Summer camp sparks lifelong romance

Isabel and Owen met aged 11. They quickly became friends and he developed a crush, recalling her as “sporty and funny”
Isabel and Owen met aged 11. They quickly became friends and he developed a crush, recalling her as “sporty and funny”
MORAG PRESTON

Isabel Copley, 24, a graduate medical student, and Owen Mitchell, 24, who works in PR, were married on September 4, 2021, at Spicer Street Church in St Albans, Hertfordshire

Owen had wanted to make a proposal with a difference and inquired if it could take place on the rooftop of the church where he and Isabel worship. The minister agreed and suggested that if Isabel said “yes”, then Owen should ring the bell on his way down.

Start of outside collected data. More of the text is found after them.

PR #1068, opened 2019-08-09
Fixed PolyDataMapper construction

sjgriffiths:
Attempting to use `add_states()` on a Bloch3d instances results in an exception delayed to when attempting to show it. The line
`cone_mapper = tvtk.PolyDataMapper(input=cone.output)`
is the culprit, as the `input` and `output` attributes were deprecated for VTK 7.x. A quick updating of the attribute names fixes this.


nathanshammah:
#1027

nathanshammah:
Thank you @sjgriffiths.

He chose an engagement ring online during lockdown and devised a plan for someone at church to ask Isabel for help getting something down from the roof space at St Nicholas Cole Abbey. The building was burnt down in the Great Fire of London and rebuilt by the office of Sir Christopher Wren.

The couple had 130 guests at their wedding
The couple had 130 guests at their wedding
MORAG PRESTON

Isabel wondered what was happening as she crawled through the rafters, out of a window and on to the roof where Owen was waiting with a bottle of champagne. “Owen was so nervous,” she says. “I could see it written all over his face. He panicked and said, ‘What are you doing here?’ ”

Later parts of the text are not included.